[Items from a data source]
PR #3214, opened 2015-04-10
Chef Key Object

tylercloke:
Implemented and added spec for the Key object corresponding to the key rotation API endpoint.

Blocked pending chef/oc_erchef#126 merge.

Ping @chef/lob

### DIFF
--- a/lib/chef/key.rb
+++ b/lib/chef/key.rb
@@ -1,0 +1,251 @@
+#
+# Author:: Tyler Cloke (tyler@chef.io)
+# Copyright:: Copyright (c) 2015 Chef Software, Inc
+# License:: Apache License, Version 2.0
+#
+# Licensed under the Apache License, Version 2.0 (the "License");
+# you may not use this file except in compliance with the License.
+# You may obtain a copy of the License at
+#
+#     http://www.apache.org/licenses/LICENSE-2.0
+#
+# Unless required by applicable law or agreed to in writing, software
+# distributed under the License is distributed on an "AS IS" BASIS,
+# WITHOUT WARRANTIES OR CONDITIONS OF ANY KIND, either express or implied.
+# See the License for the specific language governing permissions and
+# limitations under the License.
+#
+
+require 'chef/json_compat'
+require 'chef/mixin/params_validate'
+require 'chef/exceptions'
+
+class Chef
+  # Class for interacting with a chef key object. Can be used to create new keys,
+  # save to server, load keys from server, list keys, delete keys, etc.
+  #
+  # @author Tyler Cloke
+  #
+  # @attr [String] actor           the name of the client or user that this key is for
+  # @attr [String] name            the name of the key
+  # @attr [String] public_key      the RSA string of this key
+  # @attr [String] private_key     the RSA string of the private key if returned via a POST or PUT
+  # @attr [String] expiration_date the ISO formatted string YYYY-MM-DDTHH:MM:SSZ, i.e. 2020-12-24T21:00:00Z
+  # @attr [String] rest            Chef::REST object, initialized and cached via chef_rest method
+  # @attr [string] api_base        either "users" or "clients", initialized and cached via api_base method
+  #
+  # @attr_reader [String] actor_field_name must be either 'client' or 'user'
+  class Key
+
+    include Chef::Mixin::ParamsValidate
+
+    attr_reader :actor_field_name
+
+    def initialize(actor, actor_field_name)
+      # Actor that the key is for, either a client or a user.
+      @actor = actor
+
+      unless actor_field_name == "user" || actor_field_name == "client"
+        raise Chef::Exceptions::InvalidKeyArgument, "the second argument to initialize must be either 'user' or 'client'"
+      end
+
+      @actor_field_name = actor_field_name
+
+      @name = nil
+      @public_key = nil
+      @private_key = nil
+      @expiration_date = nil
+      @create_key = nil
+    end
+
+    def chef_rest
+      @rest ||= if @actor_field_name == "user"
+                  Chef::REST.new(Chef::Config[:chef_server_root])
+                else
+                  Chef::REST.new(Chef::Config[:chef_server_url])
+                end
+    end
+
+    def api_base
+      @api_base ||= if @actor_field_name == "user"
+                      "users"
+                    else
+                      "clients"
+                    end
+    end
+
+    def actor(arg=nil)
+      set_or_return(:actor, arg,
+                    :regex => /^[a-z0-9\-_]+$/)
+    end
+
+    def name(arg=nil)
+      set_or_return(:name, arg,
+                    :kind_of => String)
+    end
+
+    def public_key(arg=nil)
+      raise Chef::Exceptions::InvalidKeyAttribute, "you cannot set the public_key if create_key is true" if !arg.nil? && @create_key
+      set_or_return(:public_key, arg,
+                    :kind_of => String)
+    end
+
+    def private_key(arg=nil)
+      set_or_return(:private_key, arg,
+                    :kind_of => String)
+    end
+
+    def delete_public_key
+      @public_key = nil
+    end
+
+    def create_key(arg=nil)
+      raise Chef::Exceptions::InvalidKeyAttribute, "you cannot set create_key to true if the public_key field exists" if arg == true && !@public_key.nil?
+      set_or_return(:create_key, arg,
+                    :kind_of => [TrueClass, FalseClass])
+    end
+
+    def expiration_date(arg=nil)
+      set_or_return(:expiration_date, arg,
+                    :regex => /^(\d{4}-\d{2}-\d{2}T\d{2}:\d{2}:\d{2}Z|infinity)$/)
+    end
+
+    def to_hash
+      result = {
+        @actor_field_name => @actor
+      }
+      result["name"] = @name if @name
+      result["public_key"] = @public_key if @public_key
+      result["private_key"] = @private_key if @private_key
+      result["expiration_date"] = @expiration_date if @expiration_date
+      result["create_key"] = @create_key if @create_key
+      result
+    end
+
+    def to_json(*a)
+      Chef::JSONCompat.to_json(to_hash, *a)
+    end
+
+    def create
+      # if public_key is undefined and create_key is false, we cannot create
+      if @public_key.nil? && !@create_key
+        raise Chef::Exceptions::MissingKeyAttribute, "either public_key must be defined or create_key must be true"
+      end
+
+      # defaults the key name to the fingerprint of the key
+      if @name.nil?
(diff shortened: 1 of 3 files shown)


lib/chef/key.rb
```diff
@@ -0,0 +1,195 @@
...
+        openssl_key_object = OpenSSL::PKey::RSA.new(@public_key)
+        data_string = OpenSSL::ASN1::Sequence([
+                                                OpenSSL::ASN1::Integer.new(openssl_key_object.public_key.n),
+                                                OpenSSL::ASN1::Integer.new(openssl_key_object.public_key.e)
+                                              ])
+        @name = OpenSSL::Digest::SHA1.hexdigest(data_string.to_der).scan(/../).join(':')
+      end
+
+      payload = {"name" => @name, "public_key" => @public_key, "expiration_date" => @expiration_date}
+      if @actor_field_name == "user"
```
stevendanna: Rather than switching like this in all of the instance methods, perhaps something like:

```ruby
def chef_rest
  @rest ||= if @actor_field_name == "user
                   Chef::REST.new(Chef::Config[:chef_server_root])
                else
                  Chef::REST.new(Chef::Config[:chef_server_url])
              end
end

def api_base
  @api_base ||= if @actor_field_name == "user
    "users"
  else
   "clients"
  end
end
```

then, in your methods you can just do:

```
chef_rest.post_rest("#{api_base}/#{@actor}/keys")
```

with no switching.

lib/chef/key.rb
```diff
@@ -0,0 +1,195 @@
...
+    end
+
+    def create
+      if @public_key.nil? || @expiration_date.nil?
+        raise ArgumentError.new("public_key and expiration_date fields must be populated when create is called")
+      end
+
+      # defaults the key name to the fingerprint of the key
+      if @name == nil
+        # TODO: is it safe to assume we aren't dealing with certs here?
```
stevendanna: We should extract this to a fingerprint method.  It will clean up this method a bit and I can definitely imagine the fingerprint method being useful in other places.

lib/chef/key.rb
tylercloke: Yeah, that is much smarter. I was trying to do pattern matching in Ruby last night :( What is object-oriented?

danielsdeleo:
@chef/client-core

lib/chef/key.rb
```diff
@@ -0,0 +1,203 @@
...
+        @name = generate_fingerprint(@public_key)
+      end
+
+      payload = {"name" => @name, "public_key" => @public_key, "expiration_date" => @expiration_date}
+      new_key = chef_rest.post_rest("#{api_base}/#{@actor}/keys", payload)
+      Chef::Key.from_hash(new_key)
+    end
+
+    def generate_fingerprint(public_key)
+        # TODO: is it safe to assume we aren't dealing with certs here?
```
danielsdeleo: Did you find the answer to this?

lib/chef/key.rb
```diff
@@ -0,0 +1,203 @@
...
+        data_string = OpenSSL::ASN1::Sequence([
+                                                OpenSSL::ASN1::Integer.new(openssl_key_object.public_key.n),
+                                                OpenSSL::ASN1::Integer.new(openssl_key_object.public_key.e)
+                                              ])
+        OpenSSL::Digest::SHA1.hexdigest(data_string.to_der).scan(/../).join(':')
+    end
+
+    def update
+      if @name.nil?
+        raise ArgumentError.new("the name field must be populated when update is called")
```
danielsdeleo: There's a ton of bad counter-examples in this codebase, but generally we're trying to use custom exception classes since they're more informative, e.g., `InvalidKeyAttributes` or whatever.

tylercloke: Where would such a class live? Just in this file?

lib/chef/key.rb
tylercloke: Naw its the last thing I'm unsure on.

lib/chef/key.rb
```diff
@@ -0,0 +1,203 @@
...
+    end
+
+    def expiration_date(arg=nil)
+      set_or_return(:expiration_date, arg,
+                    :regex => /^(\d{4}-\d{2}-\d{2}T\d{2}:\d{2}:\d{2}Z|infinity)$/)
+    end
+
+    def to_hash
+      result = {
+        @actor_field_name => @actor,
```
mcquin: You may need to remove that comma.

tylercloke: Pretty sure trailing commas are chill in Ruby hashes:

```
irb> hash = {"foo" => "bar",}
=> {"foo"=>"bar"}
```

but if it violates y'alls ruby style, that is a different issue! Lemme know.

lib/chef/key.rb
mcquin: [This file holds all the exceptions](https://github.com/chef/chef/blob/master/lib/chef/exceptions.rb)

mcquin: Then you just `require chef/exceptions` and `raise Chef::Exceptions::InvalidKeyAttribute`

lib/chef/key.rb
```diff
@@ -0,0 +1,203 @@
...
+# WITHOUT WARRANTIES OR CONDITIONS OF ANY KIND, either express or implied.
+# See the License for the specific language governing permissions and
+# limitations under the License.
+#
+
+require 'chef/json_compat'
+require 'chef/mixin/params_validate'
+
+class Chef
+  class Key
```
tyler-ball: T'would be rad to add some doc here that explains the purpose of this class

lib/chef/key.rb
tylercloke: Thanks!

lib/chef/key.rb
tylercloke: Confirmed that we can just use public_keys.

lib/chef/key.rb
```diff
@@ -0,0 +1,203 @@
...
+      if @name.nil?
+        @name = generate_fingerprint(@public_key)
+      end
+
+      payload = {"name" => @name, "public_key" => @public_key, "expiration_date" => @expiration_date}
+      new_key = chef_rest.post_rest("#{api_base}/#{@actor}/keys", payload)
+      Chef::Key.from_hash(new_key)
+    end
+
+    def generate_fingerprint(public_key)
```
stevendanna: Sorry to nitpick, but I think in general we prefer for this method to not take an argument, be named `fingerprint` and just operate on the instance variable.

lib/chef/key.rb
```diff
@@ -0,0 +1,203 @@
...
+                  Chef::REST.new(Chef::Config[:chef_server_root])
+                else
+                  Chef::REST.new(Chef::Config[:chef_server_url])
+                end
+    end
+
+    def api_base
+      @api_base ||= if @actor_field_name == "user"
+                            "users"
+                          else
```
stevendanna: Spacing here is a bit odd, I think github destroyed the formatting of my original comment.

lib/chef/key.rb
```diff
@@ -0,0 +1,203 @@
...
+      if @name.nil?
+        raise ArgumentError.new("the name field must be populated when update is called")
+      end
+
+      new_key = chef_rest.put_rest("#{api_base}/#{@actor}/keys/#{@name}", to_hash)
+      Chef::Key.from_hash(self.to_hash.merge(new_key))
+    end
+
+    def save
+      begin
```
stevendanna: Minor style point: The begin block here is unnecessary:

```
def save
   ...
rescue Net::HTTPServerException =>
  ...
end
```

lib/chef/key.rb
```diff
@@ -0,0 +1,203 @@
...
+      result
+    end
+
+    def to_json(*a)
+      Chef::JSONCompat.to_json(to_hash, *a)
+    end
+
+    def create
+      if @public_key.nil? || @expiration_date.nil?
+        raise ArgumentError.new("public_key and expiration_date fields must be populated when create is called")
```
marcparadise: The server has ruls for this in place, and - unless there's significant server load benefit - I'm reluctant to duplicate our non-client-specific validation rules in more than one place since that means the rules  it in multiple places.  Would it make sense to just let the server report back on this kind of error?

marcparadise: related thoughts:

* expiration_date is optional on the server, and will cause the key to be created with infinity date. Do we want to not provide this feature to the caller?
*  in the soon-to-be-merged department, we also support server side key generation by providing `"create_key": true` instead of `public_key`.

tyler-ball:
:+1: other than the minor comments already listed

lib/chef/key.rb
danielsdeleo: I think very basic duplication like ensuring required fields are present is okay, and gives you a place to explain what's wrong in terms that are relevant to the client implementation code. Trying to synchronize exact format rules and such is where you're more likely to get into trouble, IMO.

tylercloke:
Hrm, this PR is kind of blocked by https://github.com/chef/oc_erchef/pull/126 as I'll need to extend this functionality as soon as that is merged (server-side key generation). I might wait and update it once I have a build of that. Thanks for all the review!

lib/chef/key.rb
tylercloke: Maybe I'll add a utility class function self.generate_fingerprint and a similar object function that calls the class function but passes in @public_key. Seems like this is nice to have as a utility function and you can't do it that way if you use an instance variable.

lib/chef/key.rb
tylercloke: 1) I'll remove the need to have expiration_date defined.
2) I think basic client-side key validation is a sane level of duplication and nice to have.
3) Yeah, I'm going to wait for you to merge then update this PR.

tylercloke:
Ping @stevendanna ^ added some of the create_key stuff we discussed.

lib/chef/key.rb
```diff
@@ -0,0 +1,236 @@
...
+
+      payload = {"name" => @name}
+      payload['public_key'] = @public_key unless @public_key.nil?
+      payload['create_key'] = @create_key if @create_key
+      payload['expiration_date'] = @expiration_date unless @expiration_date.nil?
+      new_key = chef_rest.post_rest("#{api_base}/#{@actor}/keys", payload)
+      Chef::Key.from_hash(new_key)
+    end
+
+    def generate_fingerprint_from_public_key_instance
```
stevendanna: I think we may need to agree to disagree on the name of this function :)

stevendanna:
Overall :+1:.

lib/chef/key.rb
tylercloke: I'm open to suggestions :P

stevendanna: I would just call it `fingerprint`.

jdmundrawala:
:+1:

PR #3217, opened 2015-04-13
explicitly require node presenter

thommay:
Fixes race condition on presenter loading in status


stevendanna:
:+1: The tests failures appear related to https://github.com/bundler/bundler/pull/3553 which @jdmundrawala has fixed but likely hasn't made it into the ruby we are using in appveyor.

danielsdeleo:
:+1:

**Work task:** Lines holding the word "remove" in the entries above are the ones to pull out. Copy them all.

**Your response:**
mcquin: You may need to remove that comma.
tylercloke: 1) I'll remove the need to have expiration_date defined.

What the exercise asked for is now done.